Copper-hydroxyl interactions drive water-promoted copper surface oxidation and mobility

The reactions of oxygen (O2) and water (H2O) molecules with metal surfaces are critical to heterogeneous catalysis, corrosion, and electrochemical energy conversion. However, disentangling their individual roles remains challenging because both pathways yield the same dissociation product, atomic oxygen (O), and share the hydroxyl (OH) intermediate, thereby obscuring the molecular origin of metal oxidation. In this study, we combine in-situ transmission electron microscopy techniques and ReaxFF reactive force field molecular dynamics (MD) simulations to elucidate the promotional role of H2O in copper (Cu) surface oxidation. Our results reveal that the structurally disordered Cu/CuOx interface preferentially adsorbs OH derived from H2O dissociation. The resulting strong Cu-OH interaction causes dynamic disorder in the topmost Cu layer while enriching electron density in the sublayer. This coupled structural and electronic modulation lowers the resistance for oxygen incorporation, promoting deeper lattice penetration, accelerating oxidation, and enhancing Cu atomic mobility.
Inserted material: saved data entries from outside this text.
PR #4927, opened 2026-05-02
Auto-enable nestedVirtualization on Apple M4 hosts

### LINKED ISSUE #4912: GDB in a lima vm on an M4 host cannot run/attach-to processes
### Description

When you try to spin up a vm on an M4 host, and then use gdb you get this error: `Unable to fetch SVE/SSVE vector length: Invalid argument`.

This seems to have to do with the particular combination of instructions that processor has:

> platforms that provide an SVE context record without supporting SVE instructions (e.g. Apple M4 with SME streaming SVE under Virtualization.Framework).

Googling around this seems to have affected docker-desktop, dotnet, and graalVM as well.

Soumya-codr:
Fixes #4912 Automatically enables nestedVirtualization on Apple M4 hosts (macOS 15+) when using the VZ driver. This resolves the issue where GDB fails to fetch the SVE/SSVE vector length on M4 processors.

### DIFF
--- a/pkg/limayaml/defaults.go
+++ b/pkg/limayaml/defaults.go
@@ -21,6 +21,7 @@ import (
 	"strings"
 	"text/template"
 
+	"github.com/coreos/go-semver/semver"
 	"github.com/docker/go-units"
 	"github.com/goccy/go-yaml"
 	"github.com/pbnjay/memory"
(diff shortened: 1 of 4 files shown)


Soumya-codr:
The CI failed on the lychee link checker due to a network error reaching lima-vm.io which seems completely unrelated to my changes. Could a maintainer please re-run the failed jobs?

jandubois:
I've explained in #4912 why we will not enable nested virtualization by default.

However, even if we wanted to, this PR is using the wrong approach. It should use `unix.SysctlUint32("hw.optional.arm.FEAT_SME") == 1` instead of looking for M4, M5, M6, M7, M8, M9 strings and guessing about their capabilities.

In contrast, oxidation under pure O2 produces a comparatively ordered interface that suppresses sustained oxygen ingress, rendering further oxidation kinetically less favorable. These findings identify OH-mediated interfacial dynamics as a key driver of water-assisted metal oxidation and provide mechanistic guidance for controlling oxidation processes in catalytic and corrosion-resistant materials.